[[ DATA SHOWN, beginning ]]

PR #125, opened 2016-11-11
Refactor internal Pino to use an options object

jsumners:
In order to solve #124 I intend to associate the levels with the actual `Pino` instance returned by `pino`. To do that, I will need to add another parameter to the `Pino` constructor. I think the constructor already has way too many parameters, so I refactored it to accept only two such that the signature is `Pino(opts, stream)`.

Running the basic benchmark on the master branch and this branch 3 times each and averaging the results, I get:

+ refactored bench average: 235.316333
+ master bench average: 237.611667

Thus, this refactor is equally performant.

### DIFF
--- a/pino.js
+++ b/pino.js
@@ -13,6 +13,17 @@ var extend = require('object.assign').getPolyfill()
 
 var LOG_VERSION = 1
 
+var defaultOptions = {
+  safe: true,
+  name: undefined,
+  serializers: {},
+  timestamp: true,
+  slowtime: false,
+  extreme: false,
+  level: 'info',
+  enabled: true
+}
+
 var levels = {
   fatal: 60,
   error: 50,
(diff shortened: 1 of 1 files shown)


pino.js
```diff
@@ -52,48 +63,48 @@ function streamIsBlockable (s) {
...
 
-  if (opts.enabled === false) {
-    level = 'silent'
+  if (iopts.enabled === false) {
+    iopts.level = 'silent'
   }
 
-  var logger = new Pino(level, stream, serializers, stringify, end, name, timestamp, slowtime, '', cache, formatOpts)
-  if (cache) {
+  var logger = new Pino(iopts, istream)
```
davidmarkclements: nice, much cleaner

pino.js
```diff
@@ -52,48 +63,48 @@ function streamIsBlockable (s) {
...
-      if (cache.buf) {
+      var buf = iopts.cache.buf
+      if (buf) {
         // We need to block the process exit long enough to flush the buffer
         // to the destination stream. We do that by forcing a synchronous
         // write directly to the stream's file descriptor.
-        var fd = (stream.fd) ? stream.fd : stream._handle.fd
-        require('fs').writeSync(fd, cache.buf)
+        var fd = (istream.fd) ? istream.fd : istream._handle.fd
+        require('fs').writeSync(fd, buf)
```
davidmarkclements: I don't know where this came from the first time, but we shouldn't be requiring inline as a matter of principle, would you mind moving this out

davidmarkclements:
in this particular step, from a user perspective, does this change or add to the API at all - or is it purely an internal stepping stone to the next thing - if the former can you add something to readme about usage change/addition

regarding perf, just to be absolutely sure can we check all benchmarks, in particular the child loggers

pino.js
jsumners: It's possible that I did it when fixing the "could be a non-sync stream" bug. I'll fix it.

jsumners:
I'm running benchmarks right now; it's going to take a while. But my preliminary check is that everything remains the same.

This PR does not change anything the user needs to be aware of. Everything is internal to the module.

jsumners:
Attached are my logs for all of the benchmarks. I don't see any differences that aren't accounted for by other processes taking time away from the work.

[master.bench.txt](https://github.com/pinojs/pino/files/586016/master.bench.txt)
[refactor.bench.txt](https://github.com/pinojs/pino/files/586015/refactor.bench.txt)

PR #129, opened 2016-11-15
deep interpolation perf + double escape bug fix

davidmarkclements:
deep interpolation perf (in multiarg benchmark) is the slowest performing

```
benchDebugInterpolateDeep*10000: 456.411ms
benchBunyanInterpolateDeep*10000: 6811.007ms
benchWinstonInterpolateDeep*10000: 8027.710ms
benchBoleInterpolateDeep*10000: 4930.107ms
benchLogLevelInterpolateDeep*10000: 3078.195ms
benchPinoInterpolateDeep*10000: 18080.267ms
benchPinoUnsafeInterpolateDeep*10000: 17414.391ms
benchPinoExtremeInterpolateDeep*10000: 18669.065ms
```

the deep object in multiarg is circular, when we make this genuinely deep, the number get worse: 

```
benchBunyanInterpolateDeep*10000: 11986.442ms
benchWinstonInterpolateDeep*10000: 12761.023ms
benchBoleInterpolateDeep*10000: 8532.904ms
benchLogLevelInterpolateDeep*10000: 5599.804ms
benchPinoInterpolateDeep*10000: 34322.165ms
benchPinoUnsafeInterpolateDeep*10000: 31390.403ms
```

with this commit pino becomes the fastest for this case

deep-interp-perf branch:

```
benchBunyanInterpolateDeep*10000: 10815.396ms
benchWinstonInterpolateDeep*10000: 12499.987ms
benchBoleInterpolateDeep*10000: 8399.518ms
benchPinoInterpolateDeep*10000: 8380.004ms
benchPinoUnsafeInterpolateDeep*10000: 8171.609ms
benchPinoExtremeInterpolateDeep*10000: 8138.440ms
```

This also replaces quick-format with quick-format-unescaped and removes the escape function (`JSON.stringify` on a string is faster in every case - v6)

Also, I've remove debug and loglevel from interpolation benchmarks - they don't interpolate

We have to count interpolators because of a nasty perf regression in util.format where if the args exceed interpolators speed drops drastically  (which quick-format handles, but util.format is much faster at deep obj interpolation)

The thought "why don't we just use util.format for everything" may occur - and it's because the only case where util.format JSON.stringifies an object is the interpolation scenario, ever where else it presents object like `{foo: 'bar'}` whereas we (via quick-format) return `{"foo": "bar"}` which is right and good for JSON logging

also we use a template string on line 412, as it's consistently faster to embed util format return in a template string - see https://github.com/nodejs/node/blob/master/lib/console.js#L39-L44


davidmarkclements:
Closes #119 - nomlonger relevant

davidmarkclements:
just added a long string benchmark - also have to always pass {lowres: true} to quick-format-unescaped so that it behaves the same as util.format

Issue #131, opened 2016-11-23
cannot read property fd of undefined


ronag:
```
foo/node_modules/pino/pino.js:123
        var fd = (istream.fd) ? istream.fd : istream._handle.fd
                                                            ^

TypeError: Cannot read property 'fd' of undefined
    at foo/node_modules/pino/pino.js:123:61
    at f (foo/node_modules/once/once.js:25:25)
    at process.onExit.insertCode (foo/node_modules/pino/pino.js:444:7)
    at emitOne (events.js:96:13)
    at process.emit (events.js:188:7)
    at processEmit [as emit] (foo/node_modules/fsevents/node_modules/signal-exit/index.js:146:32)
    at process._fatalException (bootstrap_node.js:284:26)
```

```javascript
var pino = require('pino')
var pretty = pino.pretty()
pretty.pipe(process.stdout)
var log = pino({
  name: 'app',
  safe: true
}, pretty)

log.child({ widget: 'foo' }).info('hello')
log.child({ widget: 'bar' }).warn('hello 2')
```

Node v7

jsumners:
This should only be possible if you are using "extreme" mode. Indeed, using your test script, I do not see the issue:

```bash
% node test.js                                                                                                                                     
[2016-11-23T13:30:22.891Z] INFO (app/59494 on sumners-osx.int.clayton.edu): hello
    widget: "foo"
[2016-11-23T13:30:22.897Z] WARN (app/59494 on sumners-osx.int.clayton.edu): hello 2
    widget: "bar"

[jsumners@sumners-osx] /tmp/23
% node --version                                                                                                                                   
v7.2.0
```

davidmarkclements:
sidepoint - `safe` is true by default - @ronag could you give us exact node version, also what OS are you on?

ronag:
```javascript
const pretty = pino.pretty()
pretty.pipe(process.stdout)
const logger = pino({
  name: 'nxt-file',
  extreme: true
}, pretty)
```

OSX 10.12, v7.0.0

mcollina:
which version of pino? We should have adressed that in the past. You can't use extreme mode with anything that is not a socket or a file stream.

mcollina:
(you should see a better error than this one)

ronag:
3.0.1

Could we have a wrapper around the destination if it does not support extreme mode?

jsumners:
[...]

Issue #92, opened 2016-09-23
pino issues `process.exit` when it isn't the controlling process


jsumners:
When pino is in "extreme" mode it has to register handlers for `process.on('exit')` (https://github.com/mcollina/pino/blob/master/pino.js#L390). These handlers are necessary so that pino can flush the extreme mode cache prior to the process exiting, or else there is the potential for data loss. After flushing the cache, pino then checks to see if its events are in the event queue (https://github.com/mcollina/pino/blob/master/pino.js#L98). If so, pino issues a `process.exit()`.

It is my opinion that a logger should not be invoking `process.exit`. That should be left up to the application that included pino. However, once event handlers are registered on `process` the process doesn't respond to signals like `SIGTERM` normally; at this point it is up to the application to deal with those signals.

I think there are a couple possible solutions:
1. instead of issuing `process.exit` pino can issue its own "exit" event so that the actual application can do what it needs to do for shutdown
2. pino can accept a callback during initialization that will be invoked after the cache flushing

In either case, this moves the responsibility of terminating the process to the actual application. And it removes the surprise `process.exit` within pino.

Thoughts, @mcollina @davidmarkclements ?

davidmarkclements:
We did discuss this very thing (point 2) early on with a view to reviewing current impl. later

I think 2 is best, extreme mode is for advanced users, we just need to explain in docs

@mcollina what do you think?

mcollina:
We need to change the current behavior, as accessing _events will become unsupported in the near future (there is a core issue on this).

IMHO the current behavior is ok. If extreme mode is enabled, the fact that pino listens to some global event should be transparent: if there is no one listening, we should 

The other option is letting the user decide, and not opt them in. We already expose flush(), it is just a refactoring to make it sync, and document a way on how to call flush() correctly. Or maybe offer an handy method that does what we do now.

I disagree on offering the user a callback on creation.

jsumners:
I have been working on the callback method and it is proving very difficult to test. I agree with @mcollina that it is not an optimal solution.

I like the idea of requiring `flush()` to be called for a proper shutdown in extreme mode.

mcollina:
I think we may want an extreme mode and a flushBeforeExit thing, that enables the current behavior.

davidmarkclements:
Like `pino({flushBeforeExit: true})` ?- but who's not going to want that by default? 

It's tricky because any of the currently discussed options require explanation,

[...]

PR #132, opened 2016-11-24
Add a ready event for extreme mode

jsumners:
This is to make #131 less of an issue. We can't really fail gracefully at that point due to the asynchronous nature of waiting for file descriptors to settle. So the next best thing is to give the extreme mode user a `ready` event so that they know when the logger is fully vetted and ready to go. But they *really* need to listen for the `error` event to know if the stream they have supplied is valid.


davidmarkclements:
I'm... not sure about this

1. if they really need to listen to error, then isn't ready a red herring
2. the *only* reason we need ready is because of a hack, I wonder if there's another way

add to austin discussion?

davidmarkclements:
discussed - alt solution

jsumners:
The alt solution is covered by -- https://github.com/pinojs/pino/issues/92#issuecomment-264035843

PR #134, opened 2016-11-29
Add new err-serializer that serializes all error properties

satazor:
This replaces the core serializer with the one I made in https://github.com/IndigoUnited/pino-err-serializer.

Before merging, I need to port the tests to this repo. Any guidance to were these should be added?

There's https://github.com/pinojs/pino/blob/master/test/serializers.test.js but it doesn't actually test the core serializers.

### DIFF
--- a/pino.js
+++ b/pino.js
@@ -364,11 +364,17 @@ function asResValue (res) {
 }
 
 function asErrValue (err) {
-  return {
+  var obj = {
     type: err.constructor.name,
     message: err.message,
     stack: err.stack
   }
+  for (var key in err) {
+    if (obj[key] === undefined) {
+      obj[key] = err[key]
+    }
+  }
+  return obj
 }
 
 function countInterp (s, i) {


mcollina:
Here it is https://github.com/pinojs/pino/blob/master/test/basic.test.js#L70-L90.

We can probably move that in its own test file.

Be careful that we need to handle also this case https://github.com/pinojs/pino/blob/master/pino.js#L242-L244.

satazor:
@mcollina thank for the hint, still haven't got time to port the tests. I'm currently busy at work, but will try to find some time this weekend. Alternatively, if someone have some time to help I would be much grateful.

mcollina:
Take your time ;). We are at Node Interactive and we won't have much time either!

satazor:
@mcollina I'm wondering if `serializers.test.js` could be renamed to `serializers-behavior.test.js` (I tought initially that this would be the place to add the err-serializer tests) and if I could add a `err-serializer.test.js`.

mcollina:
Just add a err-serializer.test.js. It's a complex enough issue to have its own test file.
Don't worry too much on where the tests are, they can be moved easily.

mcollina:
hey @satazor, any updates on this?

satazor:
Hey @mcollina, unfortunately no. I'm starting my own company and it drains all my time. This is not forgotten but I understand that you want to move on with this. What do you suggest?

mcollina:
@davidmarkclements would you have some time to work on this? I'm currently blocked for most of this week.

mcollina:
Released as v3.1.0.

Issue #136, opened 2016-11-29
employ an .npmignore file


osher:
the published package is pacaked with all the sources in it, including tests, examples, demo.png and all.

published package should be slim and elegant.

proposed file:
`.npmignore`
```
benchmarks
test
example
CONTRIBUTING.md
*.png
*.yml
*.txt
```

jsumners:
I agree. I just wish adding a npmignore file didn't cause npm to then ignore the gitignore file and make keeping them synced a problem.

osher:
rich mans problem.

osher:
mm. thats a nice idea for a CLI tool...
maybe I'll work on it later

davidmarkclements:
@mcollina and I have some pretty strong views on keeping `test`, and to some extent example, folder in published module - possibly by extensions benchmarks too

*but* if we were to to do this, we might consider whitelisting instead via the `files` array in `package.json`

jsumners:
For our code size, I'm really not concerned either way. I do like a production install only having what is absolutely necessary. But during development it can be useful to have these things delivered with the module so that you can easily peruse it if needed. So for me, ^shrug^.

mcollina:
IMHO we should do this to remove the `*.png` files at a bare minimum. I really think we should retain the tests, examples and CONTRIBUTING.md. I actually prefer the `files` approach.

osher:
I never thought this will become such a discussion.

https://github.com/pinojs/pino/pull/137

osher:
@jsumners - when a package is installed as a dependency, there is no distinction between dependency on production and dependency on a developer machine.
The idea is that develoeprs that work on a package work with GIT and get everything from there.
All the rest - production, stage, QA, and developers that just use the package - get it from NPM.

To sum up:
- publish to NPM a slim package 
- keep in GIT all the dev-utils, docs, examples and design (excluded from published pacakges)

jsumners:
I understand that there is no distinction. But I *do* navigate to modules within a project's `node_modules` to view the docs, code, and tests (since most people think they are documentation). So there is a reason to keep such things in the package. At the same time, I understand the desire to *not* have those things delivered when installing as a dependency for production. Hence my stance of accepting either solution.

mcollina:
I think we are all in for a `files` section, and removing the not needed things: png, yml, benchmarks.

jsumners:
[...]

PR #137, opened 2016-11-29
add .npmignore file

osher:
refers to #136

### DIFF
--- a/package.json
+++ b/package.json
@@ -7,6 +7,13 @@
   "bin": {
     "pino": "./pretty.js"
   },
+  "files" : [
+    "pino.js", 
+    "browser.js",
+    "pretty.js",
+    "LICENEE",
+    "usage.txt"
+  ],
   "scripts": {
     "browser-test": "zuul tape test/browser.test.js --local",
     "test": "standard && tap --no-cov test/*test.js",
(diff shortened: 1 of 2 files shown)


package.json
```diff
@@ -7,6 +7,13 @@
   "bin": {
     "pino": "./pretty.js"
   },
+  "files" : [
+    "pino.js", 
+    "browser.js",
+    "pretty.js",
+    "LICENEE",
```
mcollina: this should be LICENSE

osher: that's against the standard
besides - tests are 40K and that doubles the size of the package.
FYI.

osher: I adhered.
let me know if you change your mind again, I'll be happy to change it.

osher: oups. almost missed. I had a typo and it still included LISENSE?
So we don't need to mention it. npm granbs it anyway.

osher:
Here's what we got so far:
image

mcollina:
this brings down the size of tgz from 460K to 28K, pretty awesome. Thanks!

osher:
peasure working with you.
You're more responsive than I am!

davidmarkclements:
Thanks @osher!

[[ DATA SHOWN, end ]]

> _EXERCISE_
Where in the records does the string "same" appear? Copy every line that has it.

> _OUTPUT OF THE EXERCISE_
I'm running benchmarks right now; it's going to take a while. But my preliminary check is that everything remains the same.
just added a long string benchmark - also have to always pass {lowres: true} to quick-format-unescaped so that it behaves the same as util.format
I understand that there is no distinction. But I *do* navigate to modules within a project's `node_modules` to view the docs, code, and tests (since most people think they are documentation). So there is a reason to keep such things in the package. At the same time, I understand the desire to *not* have those things delivered when installing as a dependency for production. Hence my stance of accepting either solution.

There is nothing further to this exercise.